• **PROBLEM TO WORK ON**
Please copy out the entries until you have copied the line that contains "Windows permits symbolic", beginning with the first line.

• **MATERIAL PROVIDED**
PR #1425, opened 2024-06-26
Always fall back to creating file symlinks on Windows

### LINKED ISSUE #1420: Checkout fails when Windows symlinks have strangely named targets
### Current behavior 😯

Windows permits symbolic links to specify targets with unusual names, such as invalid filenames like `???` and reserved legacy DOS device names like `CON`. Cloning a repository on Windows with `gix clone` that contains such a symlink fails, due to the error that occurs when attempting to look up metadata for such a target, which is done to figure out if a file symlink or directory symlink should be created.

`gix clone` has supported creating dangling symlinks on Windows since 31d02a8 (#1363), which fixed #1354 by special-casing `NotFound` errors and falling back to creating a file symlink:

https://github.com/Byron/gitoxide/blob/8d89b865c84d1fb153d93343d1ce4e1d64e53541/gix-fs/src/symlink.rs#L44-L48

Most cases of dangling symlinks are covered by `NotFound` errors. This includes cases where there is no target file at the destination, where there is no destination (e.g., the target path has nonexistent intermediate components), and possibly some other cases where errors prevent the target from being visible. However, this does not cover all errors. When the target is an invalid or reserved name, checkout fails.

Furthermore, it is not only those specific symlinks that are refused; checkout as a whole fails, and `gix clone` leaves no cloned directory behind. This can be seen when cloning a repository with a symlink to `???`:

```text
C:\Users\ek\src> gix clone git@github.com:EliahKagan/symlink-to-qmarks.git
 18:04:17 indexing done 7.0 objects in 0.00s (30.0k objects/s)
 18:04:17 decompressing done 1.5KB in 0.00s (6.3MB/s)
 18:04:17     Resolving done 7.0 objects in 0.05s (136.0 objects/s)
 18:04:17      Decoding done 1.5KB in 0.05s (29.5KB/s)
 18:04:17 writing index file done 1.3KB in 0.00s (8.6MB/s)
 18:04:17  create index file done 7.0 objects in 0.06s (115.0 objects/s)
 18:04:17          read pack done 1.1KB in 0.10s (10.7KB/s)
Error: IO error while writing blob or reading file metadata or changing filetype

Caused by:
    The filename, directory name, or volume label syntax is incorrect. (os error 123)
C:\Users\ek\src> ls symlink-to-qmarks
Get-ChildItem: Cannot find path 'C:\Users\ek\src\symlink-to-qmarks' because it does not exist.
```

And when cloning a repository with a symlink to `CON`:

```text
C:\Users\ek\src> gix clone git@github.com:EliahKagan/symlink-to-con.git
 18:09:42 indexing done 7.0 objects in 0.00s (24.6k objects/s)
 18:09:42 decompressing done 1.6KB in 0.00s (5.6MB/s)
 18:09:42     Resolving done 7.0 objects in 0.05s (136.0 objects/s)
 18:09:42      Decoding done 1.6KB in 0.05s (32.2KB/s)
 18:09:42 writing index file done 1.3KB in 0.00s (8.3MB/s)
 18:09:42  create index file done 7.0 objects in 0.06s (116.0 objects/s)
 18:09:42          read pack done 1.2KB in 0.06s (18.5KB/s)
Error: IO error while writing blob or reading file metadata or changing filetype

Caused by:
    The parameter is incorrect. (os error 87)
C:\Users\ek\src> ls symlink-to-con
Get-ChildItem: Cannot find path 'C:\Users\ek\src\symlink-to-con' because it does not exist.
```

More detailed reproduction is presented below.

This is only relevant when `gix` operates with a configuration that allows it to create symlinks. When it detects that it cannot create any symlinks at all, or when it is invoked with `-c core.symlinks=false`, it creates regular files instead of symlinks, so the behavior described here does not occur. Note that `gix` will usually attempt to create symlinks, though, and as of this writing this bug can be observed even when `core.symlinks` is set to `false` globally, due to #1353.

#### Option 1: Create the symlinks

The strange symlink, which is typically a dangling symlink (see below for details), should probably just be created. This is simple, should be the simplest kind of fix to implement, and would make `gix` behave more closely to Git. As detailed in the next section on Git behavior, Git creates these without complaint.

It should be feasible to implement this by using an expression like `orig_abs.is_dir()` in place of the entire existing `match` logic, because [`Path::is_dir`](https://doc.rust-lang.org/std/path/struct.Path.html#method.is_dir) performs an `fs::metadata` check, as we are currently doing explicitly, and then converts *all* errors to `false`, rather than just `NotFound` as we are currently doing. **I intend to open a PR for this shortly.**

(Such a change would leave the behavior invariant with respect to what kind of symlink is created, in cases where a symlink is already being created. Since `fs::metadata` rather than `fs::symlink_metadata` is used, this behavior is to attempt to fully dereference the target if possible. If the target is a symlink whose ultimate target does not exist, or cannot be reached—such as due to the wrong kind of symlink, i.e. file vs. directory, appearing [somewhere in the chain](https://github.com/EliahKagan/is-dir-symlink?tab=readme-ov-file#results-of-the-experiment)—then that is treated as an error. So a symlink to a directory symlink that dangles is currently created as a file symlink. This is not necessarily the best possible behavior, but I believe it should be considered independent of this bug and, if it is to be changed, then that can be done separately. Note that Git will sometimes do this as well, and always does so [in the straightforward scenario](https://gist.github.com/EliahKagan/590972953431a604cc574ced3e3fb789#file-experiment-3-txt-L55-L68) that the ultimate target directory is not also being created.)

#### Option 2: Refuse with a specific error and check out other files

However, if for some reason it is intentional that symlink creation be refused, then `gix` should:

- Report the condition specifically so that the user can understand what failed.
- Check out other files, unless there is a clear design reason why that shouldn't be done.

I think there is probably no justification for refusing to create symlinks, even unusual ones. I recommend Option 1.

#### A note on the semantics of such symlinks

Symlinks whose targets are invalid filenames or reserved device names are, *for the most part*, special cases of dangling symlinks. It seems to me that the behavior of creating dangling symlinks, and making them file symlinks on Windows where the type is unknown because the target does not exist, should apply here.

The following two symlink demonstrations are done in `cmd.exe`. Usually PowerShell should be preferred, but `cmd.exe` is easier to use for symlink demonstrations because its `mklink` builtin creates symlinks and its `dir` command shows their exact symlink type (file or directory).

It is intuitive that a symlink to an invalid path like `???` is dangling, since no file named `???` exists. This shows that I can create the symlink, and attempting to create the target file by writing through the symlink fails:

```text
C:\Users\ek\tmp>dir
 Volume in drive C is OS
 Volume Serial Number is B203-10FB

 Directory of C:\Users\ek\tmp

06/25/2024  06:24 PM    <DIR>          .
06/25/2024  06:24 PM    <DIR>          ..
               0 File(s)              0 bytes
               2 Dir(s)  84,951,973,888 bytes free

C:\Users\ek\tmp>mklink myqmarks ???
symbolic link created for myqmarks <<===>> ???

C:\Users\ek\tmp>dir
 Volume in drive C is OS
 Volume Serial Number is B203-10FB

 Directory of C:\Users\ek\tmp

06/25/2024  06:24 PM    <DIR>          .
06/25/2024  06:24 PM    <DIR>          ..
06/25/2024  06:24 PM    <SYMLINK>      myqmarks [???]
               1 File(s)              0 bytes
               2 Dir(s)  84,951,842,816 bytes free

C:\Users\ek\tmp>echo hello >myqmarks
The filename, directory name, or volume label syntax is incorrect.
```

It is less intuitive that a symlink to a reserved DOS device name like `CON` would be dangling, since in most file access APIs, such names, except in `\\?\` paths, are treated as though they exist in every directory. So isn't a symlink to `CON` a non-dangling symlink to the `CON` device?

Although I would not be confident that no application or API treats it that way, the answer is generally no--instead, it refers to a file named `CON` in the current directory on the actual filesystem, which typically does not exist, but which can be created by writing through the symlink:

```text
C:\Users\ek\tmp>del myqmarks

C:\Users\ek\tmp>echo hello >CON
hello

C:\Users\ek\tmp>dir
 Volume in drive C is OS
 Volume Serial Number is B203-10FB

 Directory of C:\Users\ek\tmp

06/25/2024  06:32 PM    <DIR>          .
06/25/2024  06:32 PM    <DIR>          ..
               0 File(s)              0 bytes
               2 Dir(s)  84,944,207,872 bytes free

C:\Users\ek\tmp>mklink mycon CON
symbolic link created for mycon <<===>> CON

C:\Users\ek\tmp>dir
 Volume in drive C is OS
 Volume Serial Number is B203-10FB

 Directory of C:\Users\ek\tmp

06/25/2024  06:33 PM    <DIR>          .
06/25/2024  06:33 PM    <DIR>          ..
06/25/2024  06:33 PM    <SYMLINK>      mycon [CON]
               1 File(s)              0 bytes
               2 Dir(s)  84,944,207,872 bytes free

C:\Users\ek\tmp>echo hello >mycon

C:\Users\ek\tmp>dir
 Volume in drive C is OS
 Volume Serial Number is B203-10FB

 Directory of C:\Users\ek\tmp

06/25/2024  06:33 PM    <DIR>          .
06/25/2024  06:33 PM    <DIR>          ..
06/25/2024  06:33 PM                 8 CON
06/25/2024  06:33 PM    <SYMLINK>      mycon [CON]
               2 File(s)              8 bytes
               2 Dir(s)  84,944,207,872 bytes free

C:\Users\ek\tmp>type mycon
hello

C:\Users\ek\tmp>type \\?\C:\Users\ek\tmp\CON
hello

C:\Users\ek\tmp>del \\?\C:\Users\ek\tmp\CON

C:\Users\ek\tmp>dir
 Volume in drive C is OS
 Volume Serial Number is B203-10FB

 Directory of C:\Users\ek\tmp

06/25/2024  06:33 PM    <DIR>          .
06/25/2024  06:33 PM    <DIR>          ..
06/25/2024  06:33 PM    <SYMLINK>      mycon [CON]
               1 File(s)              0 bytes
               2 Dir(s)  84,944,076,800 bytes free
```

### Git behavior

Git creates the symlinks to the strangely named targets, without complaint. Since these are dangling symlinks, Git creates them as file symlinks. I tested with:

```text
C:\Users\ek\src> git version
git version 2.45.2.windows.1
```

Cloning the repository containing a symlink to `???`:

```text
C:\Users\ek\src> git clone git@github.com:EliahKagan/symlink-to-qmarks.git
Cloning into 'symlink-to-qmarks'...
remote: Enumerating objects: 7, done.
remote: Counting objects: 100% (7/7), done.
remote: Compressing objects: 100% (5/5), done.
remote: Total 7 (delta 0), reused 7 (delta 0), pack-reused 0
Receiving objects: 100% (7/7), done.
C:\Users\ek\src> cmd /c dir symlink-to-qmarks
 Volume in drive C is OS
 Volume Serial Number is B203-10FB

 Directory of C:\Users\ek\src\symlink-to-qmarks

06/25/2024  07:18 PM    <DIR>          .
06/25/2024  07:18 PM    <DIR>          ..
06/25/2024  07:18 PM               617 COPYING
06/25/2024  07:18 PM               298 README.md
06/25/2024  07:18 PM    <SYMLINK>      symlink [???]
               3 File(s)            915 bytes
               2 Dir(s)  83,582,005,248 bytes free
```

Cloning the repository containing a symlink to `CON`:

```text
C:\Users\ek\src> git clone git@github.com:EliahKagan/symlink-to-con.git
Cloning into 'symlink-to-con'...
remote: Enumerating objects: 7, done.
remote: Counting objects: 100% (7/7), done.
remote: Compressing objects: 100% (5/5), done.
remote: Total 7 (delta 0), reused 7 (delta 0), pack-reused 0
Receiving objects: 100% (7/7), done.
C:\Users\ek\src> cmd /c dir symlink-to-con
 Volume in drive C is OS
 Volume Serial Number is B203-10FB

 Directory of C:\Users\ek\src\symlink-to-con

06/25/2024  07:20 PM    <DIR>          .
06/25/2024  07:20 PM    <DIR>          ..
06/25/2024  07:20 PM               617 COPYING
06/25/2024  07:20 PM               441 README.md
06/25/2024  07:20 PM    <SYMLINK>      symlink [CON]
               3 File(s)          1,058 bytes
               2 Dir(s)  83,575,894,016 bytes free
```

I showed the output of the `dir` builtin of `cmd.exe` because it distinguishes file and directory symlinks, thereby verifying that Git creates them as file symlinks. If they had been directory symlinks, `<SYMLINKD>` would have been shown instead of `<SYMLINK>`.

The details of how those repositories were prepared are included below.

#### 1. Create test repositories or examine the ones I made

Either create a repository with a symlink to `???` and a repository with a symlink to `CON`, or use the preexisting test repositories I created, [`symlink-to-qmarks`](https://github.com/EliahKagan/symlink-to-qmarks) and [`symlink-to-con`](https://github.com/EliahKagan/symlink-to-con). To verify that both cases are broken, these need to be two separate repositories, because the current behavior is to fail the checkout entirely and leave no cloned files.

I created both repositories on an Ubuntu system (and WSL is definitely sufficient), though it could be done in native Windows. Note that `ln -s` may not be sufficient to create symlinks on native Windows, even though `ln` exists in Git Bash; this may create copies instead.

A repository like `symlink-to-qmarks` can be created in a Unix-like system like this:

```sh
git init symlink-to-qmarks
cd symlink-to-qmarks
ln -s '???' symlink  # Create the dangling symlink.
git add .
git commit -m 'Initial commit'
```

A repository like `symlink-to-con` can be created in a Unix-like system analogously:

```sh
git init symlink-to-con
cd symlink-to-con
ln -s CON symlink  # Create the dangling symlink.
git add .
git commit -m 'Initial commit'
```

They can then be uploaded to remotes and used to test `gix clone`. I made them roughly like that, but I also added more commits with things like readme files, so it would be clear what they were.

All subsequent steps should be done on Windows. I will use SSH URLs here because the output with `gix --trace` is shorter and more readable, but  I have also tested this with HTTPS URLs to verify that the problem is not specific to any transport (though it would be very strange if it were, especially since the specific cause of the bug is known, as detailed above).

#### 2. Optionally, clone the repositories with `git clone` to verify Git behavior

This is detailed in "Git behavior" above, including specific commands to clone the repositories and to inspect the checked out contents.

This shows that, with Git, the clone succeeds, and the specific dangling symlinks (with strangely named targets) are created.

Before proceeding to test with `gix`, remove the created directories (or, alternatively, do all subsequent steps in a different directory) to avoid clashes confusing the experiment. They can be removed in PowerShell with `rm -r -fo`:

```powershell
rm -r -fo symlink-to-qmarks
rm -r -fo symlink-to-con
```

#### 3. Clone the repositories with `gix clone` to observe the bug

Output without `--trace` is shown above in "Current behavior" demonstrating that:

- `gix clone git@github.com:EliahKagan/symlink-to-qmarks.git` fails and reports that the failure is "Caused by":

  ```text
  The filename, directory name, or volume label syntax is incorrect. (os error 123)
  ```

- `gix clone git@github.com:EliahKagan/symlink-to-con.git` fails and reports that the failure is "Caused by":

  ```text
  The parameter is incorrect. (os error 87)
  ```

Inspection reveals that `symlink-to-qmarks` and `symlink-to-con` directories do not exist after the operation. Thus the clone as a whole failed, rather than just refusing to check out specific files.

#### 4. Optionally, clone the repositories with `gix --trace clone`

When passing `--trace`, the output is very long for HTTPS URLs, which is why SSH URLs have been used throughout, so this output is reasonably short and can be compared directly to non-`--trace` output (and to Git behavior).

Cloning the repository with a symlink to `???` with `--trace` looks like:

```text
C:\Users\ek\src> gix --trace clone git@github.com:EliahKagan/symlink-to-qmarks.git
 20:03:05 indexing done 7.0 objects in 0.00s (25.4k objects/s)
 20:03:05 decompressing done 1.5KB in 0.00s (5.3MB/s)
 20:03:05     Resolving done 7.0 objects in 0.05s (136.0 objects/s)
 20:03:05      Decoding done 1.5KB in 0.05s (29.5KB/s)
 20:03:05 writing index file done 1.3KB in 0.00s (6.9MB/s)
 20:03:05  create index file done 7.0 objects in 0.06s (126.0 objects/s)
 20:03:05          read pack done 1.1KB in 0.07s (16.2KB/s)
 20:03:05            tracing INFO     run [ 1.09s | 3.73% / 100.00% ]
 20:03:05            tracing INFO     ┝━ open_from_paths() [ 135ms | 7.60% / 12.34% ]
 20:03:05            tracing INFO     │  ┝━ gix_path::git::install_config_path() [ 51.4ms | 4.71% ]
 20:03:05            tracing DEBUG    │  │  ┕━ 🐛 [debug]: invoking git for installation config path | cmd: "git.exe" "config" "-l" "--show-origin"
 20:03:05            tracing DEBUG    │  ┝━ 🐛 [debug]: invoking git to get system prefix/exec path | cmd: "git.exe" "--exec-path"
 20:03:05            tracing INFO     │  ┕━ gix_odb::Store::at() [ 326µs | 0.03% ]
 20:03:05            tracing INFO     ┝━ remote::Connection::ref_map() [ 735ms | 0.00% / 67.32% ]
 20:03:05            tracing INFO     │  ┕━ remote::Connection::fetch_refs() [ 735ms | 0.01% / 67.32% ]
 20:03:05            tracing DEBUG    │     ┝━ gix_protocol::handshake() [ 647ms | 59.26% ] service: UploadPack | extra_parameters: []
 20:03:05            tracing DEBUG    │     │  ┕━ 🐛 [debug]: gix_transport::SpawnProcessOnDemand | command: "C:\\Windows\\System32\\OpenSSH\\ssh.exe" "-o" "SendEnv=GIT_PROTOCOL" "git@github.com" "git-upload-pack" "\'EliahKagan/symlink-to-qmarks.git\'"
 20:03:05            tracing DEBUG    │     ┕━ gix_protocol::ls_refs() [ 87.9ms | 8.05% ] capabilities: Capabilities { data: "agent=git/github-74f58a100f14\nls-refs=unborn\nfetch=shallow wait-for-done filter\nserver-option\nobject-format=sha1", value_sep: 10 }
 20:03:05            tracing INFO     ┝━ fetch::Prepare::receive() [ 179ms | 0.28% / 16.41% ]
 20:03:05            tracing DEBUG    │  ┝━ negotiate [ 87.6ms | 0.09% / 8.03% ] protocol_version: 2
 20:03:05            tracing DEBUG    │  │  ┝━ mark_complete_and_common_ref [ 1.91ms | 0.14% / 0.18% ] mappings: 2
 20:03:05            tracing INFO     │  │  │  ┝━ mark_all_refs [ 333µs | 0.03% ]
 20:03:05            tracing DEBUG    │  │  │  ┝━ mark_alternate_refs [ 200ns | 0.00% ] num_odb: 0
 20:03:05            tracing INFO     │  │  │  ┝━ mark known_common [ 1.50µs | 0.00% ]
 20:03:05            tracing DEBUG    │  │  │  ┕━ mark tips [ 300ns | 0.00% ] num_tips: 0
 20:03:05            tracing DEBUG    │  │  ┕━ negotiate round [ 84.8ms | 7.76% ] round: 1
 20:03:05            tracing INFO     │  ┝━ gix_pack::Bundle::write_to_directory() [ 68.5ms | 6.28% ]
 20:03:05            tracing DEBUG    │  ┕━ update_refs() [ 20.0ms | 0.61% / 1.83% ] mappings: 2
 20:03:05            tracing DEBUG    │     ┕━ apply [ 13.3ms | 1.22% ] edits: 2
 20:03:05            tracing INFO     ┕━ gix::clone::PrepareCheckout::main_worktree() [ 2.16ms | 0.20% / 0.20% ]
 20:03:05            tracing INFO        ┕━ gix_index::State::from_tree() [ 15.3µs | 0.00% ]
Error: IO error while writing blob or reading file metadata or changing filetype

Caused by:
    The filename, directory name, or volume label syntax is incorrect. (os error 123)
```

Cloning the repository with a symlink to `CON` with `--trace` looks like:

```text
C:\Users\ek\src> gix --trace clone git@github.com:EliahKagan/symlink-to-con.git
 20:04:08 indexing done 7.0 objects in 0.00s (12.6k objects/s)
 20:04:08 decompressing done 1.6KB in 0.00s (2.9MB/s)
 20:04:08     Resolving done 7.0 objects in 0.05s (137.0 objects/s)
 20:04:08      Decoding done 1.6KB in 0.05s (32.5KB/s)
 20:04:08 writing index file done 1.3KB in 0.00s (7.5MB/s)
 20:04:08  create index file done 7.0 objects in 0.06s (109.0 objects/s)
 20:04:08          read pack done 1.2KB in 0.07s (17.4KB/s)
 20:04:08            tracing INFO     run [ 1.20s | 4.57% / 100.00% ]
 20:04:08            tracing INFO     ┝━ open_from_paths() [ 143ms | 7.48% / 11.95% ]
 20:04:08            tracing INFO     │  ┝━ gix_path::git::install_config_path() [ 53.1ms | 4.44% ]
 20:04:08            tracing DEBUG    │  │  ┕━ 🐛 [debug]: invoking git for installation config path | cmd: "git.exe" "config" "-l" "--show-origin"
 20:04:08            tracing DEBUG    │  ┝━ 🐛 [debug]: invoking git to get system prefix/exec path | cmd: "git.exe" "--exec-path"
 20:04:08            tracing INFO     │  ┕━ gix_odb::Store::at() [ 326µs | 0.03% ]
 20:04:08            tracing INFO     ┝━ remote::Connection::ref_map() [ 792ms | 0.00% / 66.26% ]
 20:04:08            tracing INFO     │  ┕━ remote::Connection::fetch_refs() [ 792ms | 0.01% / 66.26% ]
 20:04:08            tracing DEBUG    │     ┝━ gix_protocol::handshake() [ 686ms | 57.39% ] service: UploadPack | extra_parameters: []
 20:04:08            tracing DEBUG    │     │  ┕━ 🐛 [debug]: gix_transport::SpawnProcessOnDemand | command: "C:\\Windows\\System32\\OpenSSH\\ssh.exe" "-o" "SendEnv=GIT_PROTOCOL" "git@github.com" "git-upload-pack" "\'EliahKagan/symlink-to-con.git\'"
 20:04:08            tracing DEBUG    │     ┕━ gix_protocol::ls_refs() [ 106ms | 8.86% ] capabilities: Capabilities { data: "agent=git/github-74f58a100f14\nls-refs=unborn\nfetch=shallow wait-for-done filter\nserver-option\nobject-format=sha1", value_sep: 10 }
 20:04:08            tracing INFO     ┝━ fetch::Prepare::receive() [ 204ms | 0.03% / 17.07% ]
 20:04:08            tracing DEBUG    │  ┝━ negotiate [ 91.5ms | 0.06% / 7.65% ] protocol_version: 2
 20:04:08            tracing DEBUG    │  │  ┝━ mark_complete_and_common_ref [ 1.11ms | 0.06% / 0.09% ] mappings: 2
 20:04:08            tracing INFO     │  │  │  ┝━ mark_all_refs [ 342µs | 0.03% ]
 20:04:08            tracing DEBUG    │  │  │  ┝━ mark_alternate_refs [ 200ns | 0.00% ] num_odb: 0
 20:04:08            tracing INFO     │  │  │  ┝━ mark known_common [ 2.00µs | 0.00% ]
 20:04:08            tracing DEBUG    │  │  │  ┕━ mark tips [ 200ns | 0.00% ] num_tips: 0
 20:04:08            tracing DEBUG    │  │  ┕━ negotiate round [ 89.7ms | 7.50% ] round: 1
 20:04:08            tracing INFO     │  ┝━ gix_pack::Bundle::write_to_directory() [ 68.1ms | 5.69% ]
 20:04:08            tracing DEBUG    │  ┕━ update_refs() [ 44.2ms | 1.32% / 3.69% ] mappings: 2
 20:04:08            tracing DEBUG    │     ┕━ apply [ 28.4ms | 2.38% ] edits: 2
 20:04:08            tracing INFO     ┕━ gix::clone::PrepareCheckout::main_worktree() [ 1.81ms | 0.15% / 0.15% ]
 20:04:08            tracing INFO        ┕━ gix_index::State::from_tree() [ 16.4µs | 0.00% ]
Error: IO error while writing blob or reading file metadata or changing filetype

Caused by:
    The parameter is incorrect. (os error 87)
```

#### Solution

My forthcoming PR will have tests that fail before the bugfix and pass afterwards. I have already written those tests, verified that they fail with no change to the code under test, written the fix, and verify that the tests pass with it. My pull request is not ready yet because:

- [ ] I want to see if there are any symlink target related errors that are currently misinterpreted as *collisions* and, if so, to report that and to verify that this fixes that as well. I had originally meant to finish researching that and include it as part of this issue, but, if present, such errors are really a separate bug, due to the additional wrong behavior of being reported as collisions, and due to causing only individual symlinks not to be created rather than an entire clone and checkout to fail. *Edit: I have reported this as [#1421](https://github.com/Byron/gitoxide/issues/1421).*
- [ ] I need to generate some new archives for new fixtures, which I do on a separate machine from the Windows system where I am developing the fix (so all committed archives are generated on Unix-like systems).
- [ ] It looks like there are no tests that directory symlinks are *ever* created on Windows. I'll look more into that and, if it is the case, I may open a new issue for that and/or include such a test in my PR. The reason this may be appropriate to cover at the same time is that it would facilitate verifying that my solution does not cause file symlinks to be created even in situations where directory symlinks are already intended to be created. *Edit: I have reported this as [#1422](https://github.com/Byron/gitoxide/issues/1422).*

• **SOLUTION FOR THIS PROBLEM**
PR #1425, opened 2024-06-26
Always fall back to creating file symlinks on Windows

### LINKED ISSUE #1420: Checkout fails when Windows symlinks have strangely named targets
### Current behavior 😯

Windows permits symbolic links to specify targets with unusual names, such as invalid filenames like `???` and reserved legacy DOS device names like `CON`. Cloning a repository on Windows with `gix clone` that contains such a symlink fails, due to the error that occurs when attempting to look up metadata for such a target, which is done to figure out if a file symlink or directory symlink should be created.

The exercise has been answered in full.